- [Source material]
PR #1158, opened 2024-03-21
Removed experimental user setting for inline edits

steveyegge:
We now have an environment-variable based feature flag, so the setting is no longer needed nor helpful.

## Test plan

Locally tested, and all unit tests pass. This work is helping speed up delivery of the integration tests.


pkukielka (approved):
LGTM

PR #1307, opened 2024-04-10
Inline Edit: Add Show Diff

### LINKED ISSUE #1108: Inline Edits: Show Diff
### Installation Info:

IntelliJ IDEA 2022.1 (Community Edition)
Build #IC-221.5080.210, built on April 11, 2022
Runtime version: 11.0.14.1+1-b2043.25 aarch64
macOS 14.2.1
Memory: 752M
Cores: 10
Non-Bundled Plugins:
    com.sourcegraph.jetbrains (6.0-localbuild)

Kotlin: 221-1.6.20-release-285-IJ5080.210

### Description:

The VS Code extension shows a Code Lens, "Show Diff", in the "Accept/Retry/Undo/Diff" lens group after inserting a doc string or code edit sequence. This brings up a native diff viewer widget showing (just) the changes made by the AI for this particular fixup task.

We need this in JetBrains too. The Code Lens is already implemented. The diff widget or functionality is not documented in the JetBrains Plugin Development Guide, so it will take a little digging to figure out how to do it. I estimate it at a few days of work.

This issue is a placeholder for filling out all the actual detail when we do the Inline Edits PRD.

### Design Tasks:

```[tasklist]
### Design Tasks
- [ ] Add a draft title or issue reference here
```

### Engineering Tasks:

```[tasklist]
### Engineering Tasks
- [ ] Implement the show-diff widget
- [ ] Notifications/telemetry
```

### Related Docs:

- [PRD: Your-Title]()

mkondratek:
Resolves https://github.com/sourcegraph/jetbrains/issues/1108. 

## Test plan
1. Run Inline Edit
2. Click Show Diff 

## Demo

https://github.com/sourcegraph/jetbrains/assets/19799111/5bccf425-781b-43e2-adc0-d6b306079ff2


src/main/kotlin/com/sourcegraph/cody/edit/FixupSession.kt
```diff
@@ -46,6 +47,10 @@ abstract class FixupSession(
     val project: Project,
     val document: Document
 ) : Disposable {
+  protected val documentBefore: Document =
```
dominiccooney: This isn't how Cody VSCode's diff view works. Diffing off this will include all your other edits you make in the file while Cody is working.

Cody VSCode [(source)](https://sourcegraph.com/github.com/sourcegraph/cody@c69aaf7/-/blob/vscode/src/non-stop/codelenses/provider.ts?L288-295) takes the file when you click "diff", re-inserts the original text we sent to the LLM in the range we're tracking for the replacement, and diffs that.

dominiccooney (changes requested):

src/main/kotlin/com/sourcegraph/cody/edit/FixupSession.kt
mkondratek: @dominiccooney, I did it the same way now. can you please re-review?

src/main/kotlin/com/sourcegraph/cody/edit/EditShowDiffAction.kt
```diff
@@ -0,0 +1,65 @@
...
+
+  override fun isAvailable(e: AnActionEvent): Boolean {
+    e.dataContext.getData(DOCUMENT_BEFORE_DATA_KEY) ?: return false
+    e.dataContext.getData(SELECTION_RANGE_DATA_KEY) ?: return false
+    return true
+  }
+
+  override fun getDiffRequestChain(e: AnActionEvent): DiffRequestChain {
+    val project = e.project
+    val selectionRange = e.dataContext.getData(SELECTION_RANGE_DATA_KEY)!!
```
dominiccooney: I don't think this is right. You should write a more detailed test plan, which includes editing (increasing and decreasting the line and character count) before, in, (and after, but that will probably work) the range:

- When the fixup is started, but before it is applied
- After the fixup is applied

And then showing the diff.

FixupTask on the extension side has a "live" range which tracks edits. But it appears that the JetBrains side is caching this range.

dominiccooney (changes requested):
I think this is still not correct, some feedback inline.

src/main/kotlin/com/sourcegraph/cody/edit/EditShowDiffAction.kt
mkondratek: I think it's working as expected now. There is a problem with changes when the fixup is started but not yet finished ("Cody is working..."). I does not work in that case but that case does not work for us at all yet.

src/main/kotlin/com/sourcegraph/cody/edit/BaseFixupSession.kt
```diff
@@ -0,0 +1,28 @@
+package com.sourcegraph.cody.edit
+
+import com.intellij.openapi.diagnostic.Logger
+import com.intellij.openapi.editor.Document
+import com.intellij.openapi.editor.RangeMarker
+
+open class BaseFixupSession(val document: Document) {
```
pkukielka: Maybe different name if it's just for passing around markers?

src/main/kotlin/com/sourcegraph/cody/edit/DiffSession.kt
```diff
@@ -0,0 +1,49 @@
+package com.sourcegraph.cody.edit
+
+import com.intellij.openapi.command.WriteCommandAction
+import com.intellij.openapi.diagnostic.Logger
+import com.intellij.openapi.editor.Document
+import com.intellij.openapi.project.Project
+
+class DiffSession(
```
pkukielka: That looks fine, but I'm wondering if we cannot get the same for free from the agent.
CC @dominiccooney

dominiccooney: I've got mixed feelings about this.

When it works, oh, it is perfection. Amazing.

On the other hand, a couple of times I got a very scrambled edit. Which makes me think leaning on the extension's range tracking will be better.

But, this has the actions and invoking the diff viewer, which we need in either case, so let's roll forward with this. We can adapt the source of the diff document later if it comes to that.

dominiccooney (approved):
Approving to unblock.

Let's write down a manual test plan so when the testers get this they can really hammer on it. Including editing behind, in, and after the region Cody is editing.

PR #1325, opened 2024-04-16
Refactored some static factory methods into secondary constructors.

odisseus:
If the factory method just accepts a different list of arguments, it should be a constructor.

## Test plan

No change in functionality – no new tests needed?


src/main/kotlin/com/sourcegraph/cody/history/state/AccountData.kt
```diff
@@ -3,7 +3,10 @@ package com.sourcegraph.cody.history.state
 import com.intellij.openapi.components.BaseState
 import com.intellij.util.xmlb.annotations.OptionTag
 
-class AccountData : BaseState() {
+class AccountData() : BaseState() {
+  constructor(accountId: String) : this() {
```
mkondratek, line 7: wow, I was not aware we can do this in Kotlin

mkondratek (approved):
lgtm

- [Problem]
Search the data above for "other" and copy every line where it turns up.

- [Response for this exercise]
dominiccooney: This isn't how Cody VSCode's diff view works. Diffing off this will include all your other edits you make in the file while Cody is working.
On the other hand, a couple of times I got a very scrambled edit. Which makes me think leaning on the extension's range tracking will be better.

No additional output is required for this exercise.